**EXERCISE DIRECTIONS**
Examine the records and identify each line that includes the string "https". Copy those lines.

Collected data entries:
PR #2949, opened 2023-11-30
feat(form): deprecated and rename empty to notEmpty rule

### LINKED ISSUE #2937: [form.rule] Rename `empty` rule to be consistent
# Feature Request

originally posted in https://github.com/atk4/ui/issues/2129

Currently, the `empty` form rule is very, very confusing as the logic is negated with the remaining names.

`empty` means "nothing", but the rule validates the form field is "filled / not empty".

here https://github.com/atk4/ui/issues/2129#issuecomment-1816389051 is this fact more evident when compared with other rules like `checked` or `is[dog]`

**PROBLEM SOLUTION**
originally posted in https://github.com/atk4/ui/issues/2129
here https://github.com/atk4/ui/issues/2129#issuecomment-1816389051 is this fact more evident when compared with other rules like `checked` or `is[dog]`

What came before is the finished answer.